Exercise —
The answer must be the number of lines in the listing below that contain "considered", and nothing else.

Data listing —
- - - - - - -

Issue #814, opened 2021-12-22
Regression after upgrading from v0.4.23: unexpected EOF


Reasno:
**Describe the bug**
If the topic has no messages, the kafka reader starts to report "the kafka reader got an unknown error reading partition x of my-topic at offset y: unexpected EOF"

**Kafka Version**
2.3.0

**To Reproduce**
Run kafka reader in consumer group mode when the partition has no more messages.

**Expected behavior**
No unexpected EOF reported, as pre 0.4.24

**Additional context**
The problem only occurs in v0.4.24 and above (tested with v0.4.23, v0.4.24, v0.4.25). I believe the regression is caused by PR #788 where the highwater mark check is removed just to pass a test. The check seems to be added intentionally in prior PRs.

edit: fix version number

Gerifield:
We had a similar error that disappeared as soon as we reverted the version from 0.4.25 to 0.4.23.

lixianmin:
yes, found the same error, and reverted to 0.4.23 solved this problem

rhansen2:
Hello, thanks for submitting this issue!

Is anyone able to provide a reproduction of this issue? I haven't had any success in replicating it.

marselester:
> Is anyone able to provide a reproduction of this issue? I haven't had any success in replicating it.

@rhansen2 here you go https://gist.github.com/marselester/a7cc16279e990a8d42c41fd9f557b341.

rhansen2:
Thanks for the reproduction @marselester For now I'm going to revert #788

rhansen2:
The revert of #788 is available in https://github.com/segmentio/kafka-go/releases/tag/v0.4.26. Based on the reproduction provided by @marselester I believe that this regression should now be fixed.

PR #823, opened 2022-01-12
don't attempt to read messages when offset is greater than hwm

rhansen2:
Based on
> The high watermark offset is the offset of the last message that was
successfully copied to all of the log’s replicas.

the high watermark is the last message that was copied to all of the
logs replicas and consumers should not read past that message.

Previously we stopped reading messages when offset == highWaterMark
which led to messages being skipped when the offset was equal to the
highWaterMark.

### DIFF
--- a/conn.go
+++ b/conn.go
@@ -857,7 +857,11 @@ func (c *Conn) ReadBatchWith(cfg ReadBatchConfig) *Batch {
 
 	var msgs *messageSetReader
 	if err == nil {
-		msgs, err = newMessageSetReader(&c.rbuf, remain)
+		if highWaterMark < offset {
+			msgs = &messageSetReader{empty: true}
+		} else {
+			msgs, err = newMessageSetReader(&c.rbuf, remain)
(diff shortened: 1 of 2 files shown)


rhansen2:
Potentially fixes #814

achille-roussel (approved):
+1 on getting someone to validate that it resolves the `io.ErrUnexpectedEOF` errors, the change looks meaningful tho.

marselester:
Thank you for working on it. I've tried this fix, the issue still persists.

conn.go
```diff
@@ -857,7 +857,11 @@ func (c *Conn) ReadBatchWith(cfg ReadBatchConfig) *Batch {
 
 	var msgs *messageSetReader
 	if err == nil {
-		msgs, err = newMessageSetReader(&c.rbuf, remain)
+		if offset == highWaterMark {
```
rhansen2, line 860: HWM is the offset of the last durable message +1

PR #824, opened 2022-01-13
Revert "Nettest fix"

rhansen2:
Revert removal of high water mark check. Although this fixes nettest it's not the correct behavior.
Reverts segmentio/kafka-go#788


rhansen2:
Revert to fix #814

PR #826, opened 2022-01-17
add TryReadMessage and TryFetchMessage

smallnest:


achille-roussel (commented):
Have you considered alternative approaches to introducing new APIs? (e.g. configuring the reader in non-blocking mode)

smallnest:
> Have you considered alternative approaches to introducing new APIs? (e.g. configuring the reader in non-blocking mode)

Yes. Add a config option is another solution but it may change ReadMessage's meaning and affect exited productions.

- - - - - - -

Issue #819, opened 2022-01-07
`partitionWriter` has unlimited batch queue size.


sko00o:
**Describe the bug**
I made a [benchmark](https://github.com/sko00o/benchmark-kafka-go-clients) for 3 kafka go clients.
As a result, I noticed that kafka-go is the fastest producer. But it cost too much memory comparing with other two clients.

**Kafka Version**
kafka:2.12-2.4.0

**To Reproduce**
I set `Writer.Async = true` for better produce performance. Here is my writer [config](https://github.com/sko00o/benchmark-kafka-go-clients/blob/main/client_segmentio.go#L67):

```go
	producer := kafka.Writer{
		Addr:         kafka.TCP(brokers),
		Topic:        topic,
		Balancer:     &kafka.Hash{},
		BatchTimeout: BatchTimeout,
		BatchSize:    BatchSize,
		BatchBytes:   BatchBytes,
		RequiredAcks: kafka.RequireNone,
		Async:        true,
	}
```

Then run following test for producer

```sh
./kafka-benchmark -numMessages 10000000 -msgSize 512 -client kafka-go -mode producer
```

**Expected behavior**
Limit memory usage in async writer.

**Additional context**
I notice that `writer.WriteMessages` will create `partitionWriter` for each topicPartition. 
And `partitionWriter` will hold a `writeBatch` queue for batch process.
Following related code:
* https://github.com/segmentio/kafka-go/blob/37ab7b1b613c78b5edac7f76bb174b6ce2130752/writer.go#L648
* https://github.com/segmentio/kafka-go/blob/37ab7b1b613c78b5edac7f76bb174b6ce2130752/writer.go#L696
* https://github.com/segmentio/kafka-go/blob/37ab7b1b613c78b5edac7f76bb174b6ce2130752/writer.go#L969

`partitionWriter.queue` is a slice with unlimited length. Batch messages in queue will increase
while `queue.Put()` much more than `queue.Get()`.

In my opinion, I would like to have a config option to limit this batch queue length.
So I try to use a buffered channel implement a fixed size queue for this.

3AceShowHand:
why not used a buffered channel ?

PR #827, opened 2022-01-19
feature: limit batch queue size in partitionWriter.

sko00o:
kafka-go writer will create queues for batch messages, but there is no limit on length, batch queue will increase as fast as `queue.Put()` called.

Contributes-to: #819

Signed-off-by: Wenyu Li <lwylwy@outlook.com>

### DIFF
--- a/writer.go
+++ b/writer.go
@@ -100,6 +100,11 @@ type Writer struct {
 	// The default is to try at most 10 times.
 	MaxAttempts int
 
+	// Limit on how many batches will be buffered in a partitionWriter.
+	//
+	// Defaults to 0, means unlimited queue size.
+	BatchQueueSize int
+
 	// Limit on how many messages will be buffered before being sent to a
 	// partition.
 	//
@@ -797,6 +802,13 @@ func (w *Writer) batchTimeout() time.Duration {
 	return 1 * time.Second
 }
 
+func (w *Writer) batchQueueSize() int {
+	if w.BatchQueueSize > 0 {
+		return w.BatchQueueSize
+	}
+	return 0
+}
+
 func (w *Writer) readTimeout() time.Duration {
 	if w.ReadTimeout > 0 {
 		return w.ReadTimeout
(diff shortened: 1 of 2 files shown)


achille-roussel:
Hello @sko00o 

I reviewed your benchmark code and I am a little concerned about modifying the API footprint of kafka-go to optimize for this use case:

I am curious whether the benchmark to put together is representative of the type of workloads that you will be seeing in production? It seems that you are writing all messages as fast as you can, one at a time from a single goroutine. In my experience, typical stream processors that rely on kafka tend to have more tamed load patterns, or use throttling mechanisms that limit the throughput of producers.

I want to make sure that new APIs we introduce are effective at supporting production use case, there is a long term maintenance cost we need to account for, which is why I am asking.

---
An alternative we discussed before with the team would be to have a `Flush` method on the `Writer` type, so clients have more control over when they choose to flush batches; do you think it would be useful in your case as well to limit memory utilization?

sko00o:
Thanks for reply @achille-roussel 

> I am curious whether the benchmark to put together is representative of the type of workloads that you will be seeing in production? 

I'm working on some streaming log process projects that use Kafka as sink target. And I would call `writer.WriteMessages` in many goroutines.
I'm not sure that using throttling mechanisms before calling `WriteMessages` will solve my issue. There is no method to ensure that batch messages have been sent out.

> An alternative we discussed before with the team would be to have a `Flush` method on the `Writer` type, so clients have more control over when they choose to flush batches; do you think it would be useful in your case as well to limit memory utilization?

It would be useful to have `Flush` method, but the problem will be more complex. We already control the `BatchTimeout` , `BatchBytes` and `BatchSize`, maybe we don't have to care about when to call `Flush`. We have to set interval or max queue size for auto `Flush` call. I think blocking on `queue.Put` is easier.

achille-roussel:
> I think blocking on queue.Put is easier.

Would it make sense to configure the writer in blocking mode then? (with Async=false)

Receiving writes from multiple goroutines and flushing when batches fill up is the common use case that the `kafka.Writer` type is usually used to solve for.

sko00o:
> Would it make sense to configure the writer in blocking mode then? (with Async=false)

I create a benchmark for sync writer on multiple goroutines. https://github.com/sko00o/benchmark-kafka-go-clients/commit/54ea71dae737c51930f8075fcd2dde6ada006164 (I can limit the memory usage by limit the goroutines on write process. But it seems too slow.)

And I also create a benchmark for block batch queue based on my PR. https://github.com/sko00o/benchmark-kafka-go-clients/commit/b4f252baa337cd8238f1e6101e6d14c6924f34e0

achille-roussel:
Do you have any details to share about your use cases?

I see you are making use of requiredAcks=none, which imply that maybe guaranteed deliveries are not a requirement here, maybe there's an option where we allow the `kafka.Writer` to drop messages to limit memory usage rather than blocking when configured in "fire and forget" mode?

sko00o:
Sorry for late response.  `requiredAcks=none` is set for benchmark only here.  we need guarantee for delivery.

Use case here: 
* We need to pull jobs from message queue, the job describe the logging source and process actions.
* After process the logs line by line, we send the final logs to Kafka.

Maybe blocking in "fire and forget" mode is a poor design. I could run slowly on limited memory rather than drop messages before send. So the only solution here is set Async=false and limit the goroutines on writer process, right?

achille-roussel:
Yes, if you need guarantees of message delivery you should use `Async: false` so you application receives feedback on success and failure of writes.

- - - - - - -

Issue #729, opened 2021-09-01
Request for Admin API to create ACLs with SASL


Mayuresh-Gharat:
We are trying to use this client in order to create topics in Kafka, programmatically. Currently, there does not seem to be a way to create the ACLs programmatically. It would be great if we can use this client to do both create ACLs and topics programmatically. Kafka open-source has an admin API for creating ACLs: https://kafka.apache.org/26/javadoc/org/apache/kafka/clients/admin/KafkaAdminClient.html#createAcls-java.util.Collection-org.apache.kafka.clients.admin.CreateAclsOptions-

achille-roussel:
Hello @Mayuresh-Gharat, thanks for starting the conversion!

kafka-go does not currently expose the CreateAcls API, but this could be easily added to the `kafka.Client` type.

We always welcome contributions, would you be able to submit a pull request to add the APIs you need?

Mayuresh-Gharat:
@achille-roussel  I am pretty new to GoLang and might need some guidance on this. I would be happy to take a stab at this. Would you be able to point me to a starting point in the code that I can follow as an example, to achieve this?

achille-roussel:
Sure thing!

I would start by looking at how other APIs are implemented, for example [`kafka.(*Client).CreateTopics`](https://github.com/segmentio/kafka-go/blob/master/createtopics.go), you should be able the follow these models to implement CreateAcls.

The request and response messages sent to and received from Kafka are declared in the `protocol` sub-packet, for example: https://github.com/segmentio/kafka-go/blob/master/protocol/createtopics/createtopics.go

- - - - - - -

Finished exercise —
2